I have a goal. And that is to have a happy little family and be in a fulfillling monogamous relationship with one man. My quest to find this man, happens to take me on a very rocky and trying route. How is it fair that I am judged negatively on this. I never wished this upon myself.
I'm not dating to play the field or have wild nights and fun. I am looking to make a connection. Why sould I be persecuted because I have not managed to make this "connection" with the right person in the last 10 months of singlehood?

And yes, I have been dating a few people at a time in the last few months. Parallell dating. But I've actually whittled it down to one person now. But even that seems like it's not going to work and it seems likely I will have to eliminate him as well and start again.

When I first meet someone new, they're always full-on, messaging, calling, wanting to meet up. Then, after a couple of weeks, there's a stark contrast. A cool off, no daily msgs or calls. And when I do calll or message, it's "oh I've been so busy at work, Sweetie."

Oh come on...I know the game, "Oh I've been so busy at work, Sweetie." translates to "No, you're not perfect enough for me. But then again, you're nice and you're pretty, and I'm sure the minute I say No to you, you'll turn around and there'll be so many other men wanting to go out with you. And thus I'd lose you for good, so I don't want to cast you off just yet, just incase there's no one better out there. I will try dating around a bit but also selfishly keep you in tow."

So when it's so obvious that they're keeping their options open, why shouldn't I do just the same?

This last one who didn't get eliminated yet, well, I really like him. But I am not looking for a partner who goes out with me like once every week! What am I to do? Just wait around all week for him to call? I am starting to realise that this isn't going to be able to develop into a proper relationship. Hence the imminent elimination... I am not looking for something casual to fill my saturday evenings. Do you get what I mean?

Yet, at this stage, it's a bit psycho to expect to be a part of someone's routine and life just like that!

Dating is a two-way street. And if I feel like I am the one putting forth all of the effort, it’s a bad sign. Not only is it unfair, but also the reality is that a relationship that begins that way, usually stays that way, and rarely gets better with time.

Rather than being persistent with someone who does not appear to share my level of interest, I feel it is best to withdraw from the situation.

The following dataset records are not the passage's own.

PR #1243, opened 2025-10-03
Fix #1179: Make WriteContext deterministic by sorting dictionary keys

### LINKED ISSUE #1179: Calling `api.WriteContext` on the same context twice outputs different binary data
It's probably not a bug per se but something unexpected. With the use case from #38 (namely [this comment](https://github.com/pdfcpu/pdfcpu/issues/38#issuecomment-421396178)) I've created a [fork](https://github.com/FieldMaterials/pdfcpu/) of this library based on the latest commit on `master` which simply [disables pdfcpu's automatic ID/CreationDate/ModDate/Producer document info generation](https://github.com/pdfcpu/pdfcpu/commit/ad3d04f46f807ccffe527381119a92748f1d2197).

Using those changes I've created the following function:
```go
func writeIdempotent(ctx *model.Context) ([]byte, error) {
	catalog, err := ctx.Catalog()
	if err != nil {
		return nil, fmt.Errorf("catalog: %w", err)
	}

	catalog.Delete("ViewerPreferences")
	catalog.Delete("Metadata")
	catalog.Delete("Perms")
	catalog.Delete("OpenAction")
	catalog.Delete("Javascript")

	id := strings.Repeat("0", 32)
	t := types.DateString(time.Time{})

	info := types.NewDict()
	info.InsertString("Producer", "fieldmaterials")
	info.InsertString("CreationDate", t)
	info.InsertString("ModDate", t)

	ctx.ID = types.NewHexLiteralArray(id, id)

	ctx.Info, err = ctx.IndRefForNewObject(info)
	if err != nil {
		return nil, fmt.Errorf("set info: %w", err)
	}

	ctx.WriteObjectStream = false
	ctx.WriteXRefStream = false
	ctx.UseOwnXRefInfo = true // flag added in my fork to override default pdfcpu behavior

	var b bytes.Buffer

	if err := api.WriteContext(ctx, &b); err != nil {
		return nil, fmt.Errorf("write: %w", err)
	}

	return b.Bytes(), err
}
```
which just wraps `api.WriteContext` and sets the creation/modification date, IDs and producer beforehand.

I'm obviously trying to generate PDFs in a way in which when given the same input the same output is produced. The function above works perfectly for creating PDFs from scratch out of images, which is great; the problem appears when I try to implement PDF merging/splitting.

It seems as if some entities inside the output are getting reordered everytime and as if the XRef table is different each time:

Image

This is a diff from processing the same file twice using a function which calls `api.ReadContext` and my `writeIdempotent` in immediate succession, no intermediary modifications. I'd be interested in understanding exactly what causes these differences and how I could fix them – I'd wish that, when given the same `*model.Context`, two write calls would give bit by bit equal output.

The use case is again having stable caching keys based on the input file contents. It would be too heavy of a lift in our system to switch to some other approach than content hashing for this so I'm trying to avoid that. For PDF splitting/merging we currently use [pdfium](https://github.com/klippa-app/go-pdfium) which actually does have stable output in this case – but by writing this using pdfcpu we could remove a buggy WebAssembly dependency and greatly improve our code (no more need to pass some "pool" object everywhere PDF processing is needed).

Thank you for the work on this library and hopefully this subject is of interest to you. If any of the changes in the fork seem useful I could open a PR and discuss further.

fank:
## Summary

This PR fixes issue #1179 by making `api.WriteContext` produce deterministic output when called on the same `*model.Context`.

## Problem

The issue reported that calling `api.WriteContext` twice on the same context produced different binary output. The maintainer correctly identified that this was due to Go's intentionally randomized map iteration order.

But then, I get judged as a player... a slut.. promiscuous!!!! :(

My own goals are always at the forefront, I am at a phase in life where I'm not looking to make more friends. I am looking for The One. I happen to have shit luck at finding him, so I have been dating so many mismatched men... does that mean I should just give up? Or just stick to a mismatched one and force it to work?

I keep on dating, and meeting new people in order to hopefully finally find one that fits. Maybe it's one of the guys I already know now. I don't know what the answer is.

I just want someone's hand to hold. Forever. (Please don't judge me harshly because of that)

Comments

  1. nasty comments are part and parcel of a blogger's life!

    dont let it get down to you - i support your views and i think keeping your options open for the right guy is a very smart thing to do.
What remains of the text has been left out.